*** Opening Source records ***

PR #2150, opened 2017-05-08
retain timezones on CJ()

### LINKED ISSUE #2029: [Bug] CJ() looses timezone of POSIXct vector
I have a problem when using CJ() with POSIXct objects.

If CJ is used to construct a data.table from a POSIXct vector with timezone UTC and a second grouping vector, the resulting POSIXct column in the data.table has local timezone. 
If the POSIXct vector is the only input to CJ, the timezone is preserved. 
Also, plain data.table() preserves the timezone. 

See below for a reproducible example and my sessionInfo(). Maybe related to (https://github.com/Rdatatable/data.table/pull/1778)

```
library(data.table)

## get groups and dates as input for CJ()
input_groups <- letters[1:3]
input_times  <- as.POSIXct(sprintf("2016-%02d-01", 1:12), tz = "UTC")

## input_times timezone is UTC
all(lapply(input_times, attr, "tzone") == "UTC")
# [1] TRUE

## the following shows that CJ changes timezones to NULL (local time).
test <- CJ(group = input_groups, test_time = input_times)
## test$test_time timezone is not UTC but NULL
all(lapply(test$test_time, attr, "tzone") == "UTC")
# [1] FALSE
unique(lapply(test$test_time, attr, "tzone"))
# [[1]]
# NULL

## if only a single POSIXct vector is supplied, timezone is preserved.
test2 <- CJ(test_time = input_times)
all(lapply(test2$test_time, attr, "tzone") == "UTC")
# [1] TRUE

## also, original data.table() behaves as expected.
test2 <- data.table(group = rep(input_groups, length(input_times)), date = rep(input_times, length(input_groups)))
setkey(test2, group, date)
all(lapply(test2$date, attr, "tzone") == "UTC")
# [1] TRUE
```

Here is my sessionInfo()

```
R version 3.3.0 (2016-05-03)

locale:

attached base packages:

other attached packages:
[1] data.table_1.10.4

[1] tools_3.3.0

```

Kind regards,
Markus Bonsch

RoyalTS:
fixes #2029


R/setkey.R
```diff
@@ -332,6 +332,7 @@ CJ <- function(..., sorted = TRUE, unique = FALSE)
     dups = FALSE # fix for #1513
     # using rep.int instead of rep speeds things up considerably (but attributes are dropped).
     j = lapply(l, class)  # changed "vapply" to avoid errors with "ordered" "factor" input
+    tzones = lapply(l, function(col) attr(col, 'tzone'))
```
mattdowle: This can be  tzones = lapply(l, attr, 'tzone')  please and can it be moved down inside the `if()` so that it is only calculated when needed?

R/setkey.R
```diff
@@ -353,6 +354,9 @@ CJ <- function(..., sorted = TRUE, unique = FALSE)
                 l[[i]] = rep.int(rep.int(y, times = rep.int(x[i], n[i])), times = nrow/(x[i]*n[i]))
             if (any(class(l[[i]]) != j[[i]]))
                 setattr(l[[i]], 'class', j[[i]]) # reset "Date" class - rep.int coerces to integer
+            if (any(!sapply(tzones, is.null))) {
```
mattdowle: Are the tzone for all columns being looked at here,  within a loop through columns?   It doesn't seem quite right to me but I haven't debugged or run it.   See next comment on tests.

inst/tests/tests.Rraw
```diff
@@ -9898,6 +9898,10 @@ unlink(f)
 test(1761.1, fread("1\n2\n3", fill=TRUE), data.table(V1=1:3))
 test(1761.2, fread("1\n2\n3", fill=FALSE), data.table(V1=1:3))
 
+# CJ should retain timezone information, #2029
+df <- CJ(week=as.POSIXct('2016-01-01', tz = 'UTC'), id=1:10)
+test(1762, attr(df$week, 'tzone'), 'UTC')
```
mattdowle: More tests please including multi-column data.table with 1 and 2 columns of POSIXct with other non-POSIXct (say plain integer) columns at the beginning, middle and end.  Enough variations to test that the code is actually retaining the tzone on the desired columns and not adding tzones to columns that shouldn't, because I'm not sure it's right currently just by glancing at it.  The test is just a single column.

R/setkey.R
RoyalTS: Makes sense. Was trying to mirror the code that copies over classes. Any reason the `j = ...` line above my edit isn't inside the `else if`?

inst/tests/tests.Rraw
RoyalTS: You mean something like`CJ(dt1=as.POSIXct('2016-01-01', tz = 'UTC'), id=1:10, dt2=as.POSIXct(c('2016-01-01', '2016-01-02'), tz = 'UTC'))` (behaves as expected) and various permutations of the order of these columns?

MarkusBonsch:
Dear RoyalTS,

thanks a lot for taking care of this. One suggestion / proposal:
can't we extend this to all attributes by simply
`attribs <- lapply(l, attributes)`
instead of
`tzones = lapply(l, function(col) attr(col, 'tzone'))`
and 
`attributes(l[[i]]) <- attribs[[i]]`
instead of
`setattr(l[[i]], 'tzone', tzones[[i]])`
? This would be a consistent solution for all attributes that might pop up in the future.

R/setkey.R
MarkusBonsch: I think that this if-statement can be simply removed.
It serves no real purpose. If the `tzones` are all `NULL`, well, let them all be `NULL` and set them anyways.

RoyalTS: I suppose this could make sense if `is.null` is significantly faster than just setting the attributes even if they're `NULL`? In any case, the same would go for the lines that reset class immediately above?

*** Closing Source records ***

■ Problem description: All of the entries above need to be reproduced verbatim.

■ Exercise response:
PR #2150, opened 2017-05-08
retain timezones on CJ()

### LINKED ISSUE #2029: [Bug] CJ() looses timezone of POSIXct vector
I have a problem when using CJ() with POSIXct objects.

If CJ is used to construct a data.table from a POSIXct vector with timezone UTC and a second grouping vector, the resulting POSIXct column in the data.table has local timezone. 
If the POSIXct vector is the only input to CJ, the timezone is preserved. 
Also, plain data.table() preserves the timezone. 

See below for a reproducible example and my sessionInfo(). Maybe related to (https://github.com/Rdatatable/data.table/pull/1778)

```
library(data.table)

## get groups and dates as input for CJ()
input_groups <- letters[1:3]
input_times  <- as.POSIXct(sprintf("2016-%02d-01", 1:12), tz = "UTC")

## input_times timezone is UTC
all(lapply(input_times, attr, "tzone") == "UTC")
# [1] TRUE

## the following shows that CJ changes timezones to NULL (local time).
test <- CJ(group = input_groups, test_time = input_times)
## test$test_time timezone is not UTC but NULL
all(lapply(test$test_time, attr, "tzone") == "UTC")
# [1] FALSE
unique(lapply(test$test_time, attr, "tzone"))
# [[1]]
# NULL

## if only a single POSIXct vector is supplied, timezone is preserved.
test2 <- CJ(test_time = input_times)
all(lapply(test2$test_time, attr, "tzone") == "UTC")
# [1] TRUE

## also, original data.table() behaves as expected.
test2 <- data.table(group = rep(input_groups, length(input_times)), date = rep(input_times, length(input_groups)))
setkey(test2, group, date)
all(lapply(test2$date, attr, "tzone") == "UTC")
# [1] TRUE
```

Here is my sessionInfo()

```
R version 3.3.0 (2016-05-03)

locale:

attached base packages:

other attached packages:
[1] data.table_1.10.4

[1] tools_3.3.0

```

Kind regards,
Markus Bonsch

RoyalTS:
fixes #2029


R/setkey.R
```diff
@@ -332,6 +332,7 @@ CJ <- function(..., sorted = TRUE, unique = FALSE)
     dups = FALSE # fix for #1513
     # using rep.int instead of rep speeds things up considerably (but attributes are dropped).
     j = lapply(l, class)  # changed "vapply" to avoid errors with "ordered" "factor" input
+    tzones = lapply(l, function(col) attr(col, 'tzone'))
```
mattdowle: This can be  tzones = lapply(l, attr, 'tzone')  please and can it be moved down inside the `if()` so that it is only calculated when needed?

R/setkey.R
```diff
@@ -353,6 +354,9 @@ CJ <- function(..., sorted = TRUE, unique = FALSE)
                 l[[i]] = rep.int(rep.int(y, times = rep.int(x[i], n[i])), times = nrow/(x[i]*n[i]))
             if (any(class(l[[i]]) != j[[i]]))
                 setattr(l[[i]], 'class', j[[i]]) # reset "Date" class - rep.int coerces to integer
+            if (any(!sapply(tzones, is.null))) {
```
mattdowle: Are the tzone for all columns being looked at here,  within a loop through columns?   It doesn't seem quite right to me but I haven't debugged or run it.   See next comment on tests.

inst/tests/tests.Rraw
```diff
@@ -9898,6 +9898,10 @@ unlink(f)
 test(1761.1, fread("1\n2\n3", fill=TRUE), data.table(V1=1:3))
 test(1761.2, fread("1\n2\n3", fill=FALSE), data.table(V1=1:3))
 
+# CJ should retain timezone information, #2029
+df <- CJ(week=as.POSIXct('2016-01-01', tz = 'UTC'), id=1:10)
+test(1762, attr(df$week, 'tzone'), 'UTC')
```
mattdowle: More tests please including multi-column data.table with 1 and 2 columns of POSIXct with other non-POSIXct (say plain integer) columns at the beginning, middle and end.  Enough variations to test that the code is actually retaining the tzone on the desired columns and not adding tzones to columns that shouldn't, because I'm not sure it's right currently just by glancing at it.  The test is just a single column.

R/setkey.R
RoyalTS: Makes sense. Was trying to mirror the code that copies over classes. Any reason the `j = ...` line above my edit isn't inside the `else if`?

inst/tests/tests.Rraw
RoyalTS: You mean something like`CJ(dt1=as.POSIXct('2016-01-01', tz = 'UTC'), id=1:10, dt2=as.POSIXct(c('2016-01-01', '2016-01-02'), tz = 'UTC'))` (behaves as expected) and various permutations of the order of these columns?

MarkusBonsch:
Dear RoyalTS,

thanks a lot for taking care of this. One suggestion / proposal:
can't we extend this to all attributes by simply
`attribs <- lapply(l, attributes)`
instead of
`tzones = lapply(l, function(col) attr(col, 'tzone'))`
and 
`attributes(l[[i]]) <- attribs[[i]]`
instead of
`setattr(l[[i]], 'tzone', tzones[[i]])`
? This would be a consistent solution for all attributes that might pop up in the future.

R/setkey.R
MarkusBonsch: I think that this if-statement can be simply removed.
It serves no real purpose. If the `tzones` are all `NULL`, well, let them all be `NULL` and set them anyways.

RoyalTS: I suppose this could make sense if `is.null` is significantly faster than just setting the attributes even if they're `NULL`? In any case, the same would go for the lines that reset class immediately above?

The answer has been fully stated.